Hamiltonian analysis of higher derivative scalar-tensor theories

TL;DR

This paper performs a Hamiltonian analysis of higher derivative scalar-tensor theories, clarifying the role of degeneracy in eliminating Ostrogradski ghosts and identifying the physical degrees of freedom.

Contribution

It provides a simplified Hamiltonian formulation for a broad class of scalar-tensor theories, including degenerate and nondegenerate cases, and discusses the implications for ghost elimination.

Findings

Degenerate theories have reduced phase space due to constraints.

Nondegenerate theories possess four degrees of freedom.

Hamiltonian analysis confirms ghost elimination in degenerate cases.

Abstract

We perform a Hamiltonian analysis of a large class of scalar-tensor Lagrangians which depend quadratically on the second derivatives of a scalar field.
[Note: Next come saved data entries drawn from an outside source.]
Issue #3663, opened 2026-06-13
ruff lint burn-down: clear residual rules baselined by #3464 (F841, SIM105, F401 re-exports, etc.)


rjwalters:
## Context

PR for #3464 removed `continue-on-error` from the CI Lint & Format job so ruff now gates. As part of that change the bulk of the backlog was fixed (512 files reformatted, ~725 lint errors auto-fixed, 8 F821 undefined-name defects fixed manually). A residual set of lint rules was **baselined** (added to `[tool.ruff.lint] ignore` in `pyproject.toml`) rather than fixed, because they carry behavioral risk or require per-site judgement and were out of scope for the mechanical pass.

## Residual rules to burn down

| Rule | Count | Why baselined |
|---|---|---|
| F841 unused-variable | 123 | `--fix` is unsafe: can delete side-effecting calls (`result = do_thing()`); needs per-site review |
| SIM105 suppressible-exception | 15 | `try/except/pass` -> `contextlib.suppress`; mechanical but unsafe-fix, review per site |
| F401 unused-import | 7 | re-export positions in `__init__.py` (`router/__init__.py`); resolve via `__all__` |
| F601 multi-value-repeated-key-literal | 5 | duplicate dict keys; likely real bugs, review each |
| SIM115 open-file-with-context-handler | 4 | bare `open()` without `with`; behavioral, review each |
| F811 redefined-while-unused | 2 | `router/__init__.py` imports `RoutingResult` from both `.core` and `.strategies` (two different classes!) -- latent ambiguity, needs a decision on which wins |
| SIM101 duplicate-isinstance-call | 2 | merge isinstance calls |
| SIM116 if-else-block-instead-of-dict-lookup | 1 | |
| UP007 non-pep604-annotation-union | 1 | |

## Acceptance Criteria

- [ ] Each baselined rule code removed from `[tool.ruff.lint] ignore` in `pyproject.toml`
- [ ] All sites for that rule fixed (or individually `# noqa`'d with justification where a false positive)
- [ ] `uv run ruff check .` exits 0 with the rule re-enabled
- [ ] No behavioral changes (especially F841: do not delete side-effecting assignments; F811: verify which `RoutingResult` the public API should expose)
- [ ] `uv run pytest -m "not slow"` passes

Recommend burning these down rule-by-rule in small PRs (start with the 1-5 count rules; F841 last as the largest).

Issue #3588, opened 2026-06-12
router(2L): board 04 SWDIO/NRST have no legal 2L escape past LQFP-48 east-edge pad halos (capacity gap exposed by #3545)


rjwalters:
Follow-on from the #3582 bisect (see its comment trail for full data).

## Background
Pre-#3565, board 04's 2L fresh-route test reached 8/9 by routing SWDIO and NRST **through foreign pad metal** (-0.337mm overlaps vs GND/+3.3V pads on the STM32 east edge) — rip-up erased static pad halos and the validator's same-component skip masked it. PR #3565 made halos non-negotiable, so those corridors are gone and the router honestly demotes both nets: 7/9.

## Gap
With halos enforced, the negotiated loop no longer converges within the 240s budget for SWDIO/NRST:
- best-so-far restore carries 212 seg-seg violations
- correction pass cannot re-land either net
- both bisect runs hit the 240s loop timeout (iteration starvation, not proof of infeasibility)

## Ask
Find a LEGAL 2L routing for SWDIO/NRST past the LQFP-48 east-edge halo wall. Levers, in suggested order:
1. Iteration/wall-clock budget: the loop times out before exhausting strategies (#3538's iteration-budgeted gates are related)
2. Halo-aware escape routing: escape vectors that respect pad halos from the start instead of relying on rip-up to discover them
3. Placement nudge as last resort (board 04 is otherwise manufacturable on its production profile — do NOT regress the committed 4L/tier artifact)

## AC
- [ ] test_routes_all_nets_on_2l back to >=8/9 with 0 pad-clearance violations on the result
- [ ] No change to the committed board-04 production artifact (this is the fresh-route 2L recipe only)

Refs #3582, #3545, #3565, #3433.

PR #3664, opened 2026-06-13
ci: make Lint & Format job gate; clear ruff format/lint backlog

### LINKED ISSUE #3464: ci: Lint & Format job has continue-on-error on both steps (lint rot is invisible, 862 ruff errors / 505 unformatted files on main)

rjwalters:
## Summary

The CI "Lint & Format" job had `continue-on-error: true` on **both** ruff steps (`ruff format --check` and `ruff check`), so lint/format rot was invisible — ~860 lint errors and ~510 unformatted files had accumulated on main. This PR removes `continue-on-error` from both steps so the job now **gates**, and clears the backlog so the gate is green.

## Changes

**Gate flip** (`.github/workflows/ci.yml`):
- Removed `continue-on-error: true` from both the "Check formatting" and "Lint" steps; replaced the tracking comment with a gate-rationale comment.

**Format pass** (mechanical, AST-preserving):
- `uv run ruff format .` reformatted **512 files** (whole repo, including 2 notebooks whose embedded cells ruff formats).

**Lint auto-fixes** (~725 errors cleared):
- `ruff check . --fix` (safe fixes): 673 errors — I001 import sorting, F401, UP037, etc.
- A reviewed `--unsafe-fixes` subset restricted to mechanically-safe rules only (`E712`, `B905`, `C408`, `C416`, `UP007`, `SIM101/109/110/116`): 52 more. **No `F841` (unused-variable) unsafe fixes were applied in bulk** — those can delete side-effecting calls.

**8 F821 undefined-name defects fixed manually** (latent real defects, not suppressed blindly):
- `drc/report.py`, `erc/report.py`, `parts/models.py`: `TYPE_CHECKING` imports for quoted forward-reference annotations.
- `router/core.py`: 4 function-local `Segment`/`Via` annotations get `# noqa: F821`. A `TYPE_CHECKING` import was tried first but surfaced a pre-existing variable-reuse mypy false positive (a `restored` var reused for `list[Segment]` then `list[Via]`); `noqa` keeps core.py's typing surface unchanged.
- `test_optimize_placement_cmd.py`: imported `_write_placements_to_pcb_atomic` — the test called it without importing it, a NameError that `continue-on-error` had masked.

**Targeted F401**:
- `analysis/__init__.py`: added `build_zone_net_map` to `__all__` (intentional re-export).
- `explain/registry.py`: `# noqa: F401` on a yaml availability-probe import.
- `pcb/board_geometry.py`: dropped genuinely-unused `MultiPolygon` from a shapely probe import.

**Residual baselined** (`pyproject.toml [tool.ruff.lint] ignore`, burn-down tracked by #3663):
- `F841` (123), `SIM105`, `F401` re-exports, `F601`, `SIM115`, `F811`, `SIM101`, `SIM116`, `UP007` — these carry behavioral risk or need per-site judgement.

**Behavior preserved**:
- Restored a `_point_on_segment` re-export in `sch_pin_map.py` that the safe-fix pass removed (a test imports it through that module). This is the one autofix that would have changed behavior; it was reverted per the issue's instruction.
- `.github/mypy-baseline.txt`: updated one existing entry whose mypy message rendering drifted (same pre-existing error, **not** a new suppression).

| `continue-on-error: true` removed from both lint-job steps (gate live) | done | `.github/workflows/ci.yml` diff |
| `uv run ruff check .` exits 0 | done | exit 0 locally; residual rules tracked via `ignore` + #3663 |
| `uv run ruff format . --check` exits 0 | done | exit 0 locally (1456 files already formatted) |
| No behavioral changes (no bulk `--unsafe-fixes`; F841 left for follow-up) | done | F841 baselined; sch_pin_map re-export restored; smoke tests pass |
| 7-8 F821 fixed properly, not suppressed | done | TYPE_CHECKING imports + 4 justified noqa where a func-local import would create a mypy false positive |
| Test suite collects / passes unchanged | done | 20201 tests collect (0 errors); smoke subsets for all touched modules pass |
| mypy baseline clean | done | `scripts/ci/check_mypy_baseline.py` exit 0 |

## Test Plan

- `uv run ruff check .` and `uv run ruff format . --check` both exit 0.
- `uv run python scripts/ci/check_mypy_baseline.py` exits 0 (no new type errors).
- `uv run pytest tests/ --collect-only` collects 20201 tests, 0 errors.
- Smoke subsets pass for every module touched by autofixes/manual edits: `test_sch_pin_map.py`, `test_optimize_placement_cmd.py`, `test_drc_report_formats.py`, `test_board_geometry.py`, `test_trace_optimizer.py`, `test_stitch_cmd.py` (494 tests passed).

Closes #3464


rjwalters:
❌ **Changes Requested — CI Type Check gate is failing (one-line baseline fix)**

The core objective is solid and the autofix safety review came back clean, but the **Type Check** required job fails on CI, so this can't be approved yet. The cause is a single backwards edit to `.github/mypy-baseline.txt`.

## Root cause (reproduced locally with a clean mypy cache)

`scripts/ci/check_mypy_baseline.py` reports **1 NEW error beyond baseline**:

```
src/kicad_tools/recovery/strategy.py: Incompatible types in assignment
  (expression has type "def contains_point(self, _x: float, _y: float) -> bool",
   variable has type "def contains_point(self, x: float, y: float) -> bool")  [assignment]
```

This is the *same* pre-existing error already in the baseline at line 800 — the `in_area = failure_area.contains_point` (params `x,y`) then `in_area = lambda _x, _y: False` reassignment in `strategy.py`. The baseline matcher does exact-string matching, and **this PR edited that baseline line in the wrong direction**:

```diff
-src/kicad_tools/recovery/strategy.py	assignment	... "def contains_point(self, _x: float, _y: float) -> bool" ... "def contains_point(self, x: float, y: float) -> bool" ...
+src/kicad_tools/recovery/strategy.py	assignment	... "def (_x: float, _y: float) -> bool" ... "def (x: float, y: float) -> bool" ...
```

main already had the **with-function-name** rendering (which is what current mypy emits). The PR replaced it with the older nameless rendering, so CI's mypy output no longer matches → counted as NEW → gate fails. (The PR body's claim "mypy baseline clean" and "updated one existing entry whose rendering drifted" is inverted — the drift fix went the wrong way. Note: a stale local `.mypy_cache` masks this; you must `rm -rf .mypy_cache` to reproduce, matching CI's fresh `uv sync`.)

## Required change (trivial)

Revert that one baseline line to main's content (keep the `contains_point(self, ...)` rendering):

```bash
git checkout origin/main -- .github/mypy-baseline.txt
# then re-apply any OTHER intended baseline edits, if there were any
rm -rf .mypy_cache && uv run python scripts/ci/check_mypy_baseline.py   # must exit 0
```

I verified: with main's version of that line restored, `check_mypy_baseline.py` exits 0 (1499 errors, all within the 1512 baseline). No source change to `strategy.py` is needed.

---

## Autofix / behavioral-safety review (PASS — no blockers here)

I focused on behavioral-change risk in the mass reformat+autofix, and it is clean:

- **`ruff format` (512 files)** — whitespace/AST-preserving; not a behavioral concern.
- **No bulk F841 removals.** `ruff check --select F841 --statistics` still reports 123 (baselined, not auto-deleted). No side-effecting RHS was dropped. ✅
- **B905** `zip(...)` → `zip(..., strict=False)` — `strict=False` is the exact default of bare `zip()`, pure no-op. ✅
- **E712** on `grid._blocked[i,j,k] == True/False` → truthiness/`not`. These are **scalar** numpy element accesses (single-element index → numpy scalar bool), so truthiness is equivalent; the unsafe whole-array case does not apply. ✅
- **C408/C416/UP007/SIM** spot-checked — behavior-preserving.
- **Re-export safety:** wrote an AST check across every changed `src/**/__init__.py` comparing the set of importable names main vs HEAD — **zero importable names lost.** The `_point_on_segment` re-export in `cli/sch_pin_map.py` is correctly preserved (`# noqa: F401`). No other re-export was wrongly dropped. ✅
- **F821 fixes:** the `TYPE_CHECKING` imports in `drc/report.py`, `erc/report.py`, `parts/models.py` are correct. The 4 `# noqa: F821` in `router/core.py` (`dict[int, list[Segment]]` etc. in `cleanup_artifacts`) are *behaviorally* safe because `from __future__ import annotations` (line 3) makes all annotations strings — never evaluated at runtime, so no NameError. Minor nit: the inline comment says "Segment imported func-locally", but `cleanup_artifacts` has no local `import Segment` — the names are only ever string annotations. Consider tightening the comment to reflect PEP 563 (not blocking).

## Baseline-of-real-bugs check (both pre-existing on main — OK to defer to #3663, but flag in burn-down)

- **F601** `erc/violation.py:123-127` — genuine duplicate dict keys (`lib_symbol_mismatch`, `footprint_link_issues`, `single_global_label` defined twice; the later entries silently override the earlier descriptions). Pre-existing on main, not touched by this PR. Correct to park (which description is canonical needs domain judgement), but **#3663 should fix, not just delete-one-key** — these are real wrong descriptions.
- **F811** `tests/test_pcb_sync_netlist.py:1707` — `class TestGetBoardEdgePosition` is defined **twice** (also at :377); pytest collects only the second, so the first class's tests are dead. Pre-existing on main. Worth calling out in #3663 as lost coverage, not just a lint nit.

Everything except the baseline line is good — flip that one line back and I expect a green Type Check. Re-request review and I'll re-evaluate (and confirm Test + routing regressions, which were still pending at review time).

rjwalters:
Feedback addressed — the one-line baseline blocker is fixed.

**What changed:** restored the single `recovery/strategy.py	assignment` entry in `.github/mypy-baseline.txt` to match `origin/main` (the with-function-name rendering `def contains_point(self, _x: float, _y: float) -> bool` ... `def contains_point(self, x: float, y: float) -> bool`). This was the only diff against main in that file, so a wholesale `git checkout origin/main -- .github/mypy-baseline.txt` was the correct, minimal fix — no other intended baseline edits existed.

**Verified with a FRESH mypy cache** (`rm -rf .mypy_cache`, matching CI's clean `uv sync`):
- `uv run python scripts/ci/check_mypy_baseline.py` → exit 0: "1499 errors, all within the baseline (1512 allowed). No new type errors."
- `uv run ruff check .` → exit 0 ("All checks passed!")
- `uv run ruff format . --check` → exit 0 ("1456 files already formatted")

The F601/F811 pre-existing defects you flagged remain deferred to burn-down issue #3663, as intended. Re-requesting review.

rjwalters:
## Changes Requested — baseline blocker is fixed, but the 512-file reformat broke the Test gate (4 failures)

Re-judged after Doctor commit `9cabef0c`. **The prior blocker is genuinely resolved** and most of CI is green — but the Test job is now RED with 4 failures, all introduced by this PR's mass reformat. `mergeStateStatus` is UNSTABLE.

### CI status (run 27476473253)
| Job | Result |
|---|---|
| Type Check (prior blocker) | **pass** (39s) |
| Lint & Format (both steps, gate now active) | **pass** (11s) |
| Diff-Pair Routing Regression (board 06) | **pass** (11m26s) |
| Match-Group Routing Regression (board 07) | **pass** (13m35s) |
| Routed PCB DRC / kicad-cli Smoke / C++ Build | pass |
| **Test** | **FAIL** (14m03s — 4 failed, 20067 passed) |

### Baseline fix verification (good)
`git diff origin/main origin/feature/issue-3464 -- .github/mypy-baseline.txt` is now **empty** — the file is byte-identical to `main`. The wholesale `git checkout origin/main` was the correct minimal fix: it reverted exactly the one backwards `recovery/strategy.py assignment` line and undid no legitimate baseline change. Type Check passes on the fresh CI cache, confirming the 1499≤1512 baseline holds. ✅

### The 4 Test failures (all caused by this PR — they pass on `main`, which is green at `e50da217`)

**1 & 2. `test_manufacturer_propagation_lint.py` — MFR001 allowlist line-number drift (the reformat moved the `DesignRules()` call sites; the allowlist was not re-refreshed).**
The reformat of `core.py` / `io.py` / `evolutionary.py` shifted the default-rule `DesignRules(...)` constructors, so `_ALLOWLIST` in this test now points at the wrong lines:
- `router/core.py`: allowlist `809` → actual call now at **807**
- `router/io.py`: allowlist `2847` → **2825**, allowlist `3448` → **3424**
- `router/algorithms/evolutionary.py`: allowlist `222` → **224**

`test_manufacturer_propagation_in_router_design_rules` flags the real (now-unlisted) sites as regressions, and `test_allowlist_entries_resolve_to_actual_call_sites` flags the stale entries. The allowlist comment was refreshed for issue #3588's shift but not for *this PR's own* reformat. **Fix:** update the four line numbers in `_ALLOWLIST` (807, 2825, 3424, 224) to match the reformatted sources.

**3. `test_ci_mypy_baseline.py::test_lint_job_continue_on_error_untouched`**
This scope-guard (added by sibling issue #3512) asserts the two Lint & Format steps *retain* `continue-on-error: true`, with the message "issue #3464's domain." Issue #3464 **is this PR**, and removing that flag is the whole point — so the guard is now correctly obsolete and must be **retired/updated in this PR** (delete it or invert it to assert the steps are now gating). It is not modified in the current diff.

**4. `test_router_dense_escape_softstart.py::test_softstart_generator_routes_via_kct_route`**
The test does a literal contiguous-substring match for `'"-m", "kicad_tools.cli", "route"'` in `boards/external/softstart/generate_design.py`. On `main` that is a single line; `ruff format` exploded the call args onto separate lines, so the contiguous substring no longer exists (the tokens are still all present, just line-split). **Fix:** either keep the three tokens on one line in `generate_design.py` (e.g. via a `# fmt: skip` on that call or a magic trailing-comma adjustment) **or** loosen the test to a whitespace-insensitive / token-sequence match. Prefer making the test robust to formatting since gating ruff format means future reformats will hit this again.

### Bottom line
The substantive lint/format/autofix safety review (no F841 bulk removals, re-exports preserved, F821/B905/E712 safe) and the baseline revert both stand. The only remaining work is the four reformat-induced Test breakages above — all mechanical. Re-request review once Test is green and `mergeStateStatus` is CLEAN.

rjwalters:
Feedback addressed — all 4 reformat-induced Test failures fixed (commit 741fd8ce). No source/workflow behavior changed; these are test-side repairs to the guards the 512-file ruff format moved out from under.

**1 & 2. MFR001 allowlist line drift** (`tests/test_manufacturer_propagation_lint.py`)
Refreshed `_ALLOWLIST` to the reformatted bare-`DesignRules()` sites (verified by grepping each file):
- `router/core.py`: `809` → **807**
- `router/io.py`: `2847` → **2825**, `3448` → **3424**
- `router/algorithms/evolutionary.py`: `222` → **224**

Both `test_manufacturer_propagation_in_router_design_rules` and `test_allowlist_entries_resolve_to_actual_call_sites` now pass.

**3. Obsolete continue-on-error guard** (`tests/test_ci_mypy_baseline.py`)
Inverted the now-obsolete `test_lint_job_continue_on_error_untouched` (sibling #3512 asserted the Lint & Format steps *retain* `continue-on-error: true`) into `test_lint_job_continue_on_error_removed`: it now asserts neither lint step carries `continue-on-error` (the gate #3464 establishes is live), plus a sanity check that the two ruff steps (`ruff format --check`, `ruff check .`) are present so the test still meaningfully guards the gate. Docstring updated to reflect #3464 flipping the gate.

**4. Softstart kct-route substring** (`tests/test_router_dense_escape_softstart.py`)
Took option (a) — robustified the test rather than fighting the formatter. `ruff format` line-split the argv in `generate_design.py`, so the contiguous `'"-m", "kicad_tools.cli", "route"'` match no longer existed. Now matches the three tokens individually (`"-m"`, `"kicad_tools.cli"`, `"route"`) plus the existing `subprocess.run(` guard — formatter-proof going forward.

**Verification (fresh state, in `.loom/worktrees/issue-3464`):**
- `uv sync --extra dev` ✅
- `uv run pytest tests/test_manufacturer_propagation_lint.py tests/test_ci_mypy_baseline.py tests/test_router_dense_escape_softstart.py` → **33 passed** ✅
- `uv run ruff check .` → **exit 0** ("All checks passed!") ✅
- `uv run ruff format . --check` → **exit 0** (1456 files already formatted — my test-3 edit was reformatted and committed clean) ✅
- `rm -rf .mypy_cache && uv run python scripts/ci/check_mypy_baseline.py` → **exit 0** (1499 ≤ 1512) ✅

Re-requesting review.

rjwalters:
## Approved — all 8 CI jobs green, mergeStateStatus CLEAN

Re-judged after Doctor commit `741fd8ce` (test-only: 3 files, no source/workflow behavior change). The prior 4 reformat-induced Test failures are all genuinely repaired, and the substantive lint/format/autofix-safety + mypy-baseline review from earlier rounds still stands.

### CI status (run 27476954137, head `741fd8ce`)
| Job | Result |
|---|---|
| Type Check | **pass** (42s) |
| **Lint & Format** (now-live gate — both ruff steps gating) | **pass** (12s) — proves the whole tree is lint + format clean |
| **Test** (was 4 failures) | **pass** (13m06s) |
| Diff-Pair Routing Regression (board 06) | **pass** (10m44s) |
| Match-Group Routing Regression (board 07) | **pass** (13m37s) |
| Routed PCB DRC Check | **pass** (14s) |
| C++ Build Check | **pass** (47s) |
| kicad-cli Round-trip Smoke | **pass** (54s) |

`mergeStateStatus`: **CLEAN**.

### Focused verification of the 4 fixes

**1 & 2. MFR001 `_ALLOWLIST` line refresh** — spot-confirmed each refreshed line against the PR-branch source; all four are genuine bare-`DesignRules()` fallback sites, not masked propagation:
- `router/core.py:807` → `self.rules = rules or DesignRules()` (`__init__` rules-arg default) ✓
- `router/io.py:2825` → `rules = DesignRules()` under `if rules is None` (route_pcb fallback) ✓
- `router/io.py:3424` → `rules = DesignRules(grid_resolution=0.1)` (conservative inner fallback) ✓
- `router/algorithms/evolutionary.py:224` → `DesignRules(**rules_dict) if rules_dict else DesignRules()` (worker rebuild) ✓

**3. Inverted continue-on-error guard** (`test_lint_job_continue_on_error_removed`) — **not a tautology.** It asserts `advisory == []` (no lint step carries `continue-on-error`) AND sanity-asserts both gating steps run (`ruff format` + `ruff check` present in the run blobs). Confirmed the PR-branch `ci.yml` actually removed both flags and keeps `ruff format . --check` + `ruff check .`. Re-adding the flag or deleting a ruff step would fail the test, so it genuinely guards that the gate is live.

**4. Softstart token-check robustification** — loosened the contiguous-substring match to a per-token check (`"-m"`, `"kicad_tools.cli"`, `"route"`), but **both load-bearing guards remain**: `assert "subprocess.run(" in text` and the negative regression guard `assert "router.route_all_negotiated(" not in text`. The combination still uniquely pins the `kct route` subprocess invocation and would still catch a regression back to the in-process path.

Substance was already approved; the gate is now live and the full tree is clean. Moving to `loom:pr`.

By resorting to a convenient choice of dynamical variables, we show that the Hamiltonian can be written in a very simple form, where the Hamiltonian and the momentum constraints are easily identified. In the case of degenerate Lagrangians, which include the Horndeski and beyond Horndeski quartic Lagrangians, our analysis confirms that the dimension of the physical phase space is reduced by the primary and secondary constraints due to the degeneracy, thus leading to the elimination of the dangerous Ostrogradski ghost. We also present the Hamiltonian formulation for nondegenerate theories and find that they contain four degrees of freedom, as expected. We finally discuss the status of the unitary gauge from the Hamiltonian perspective.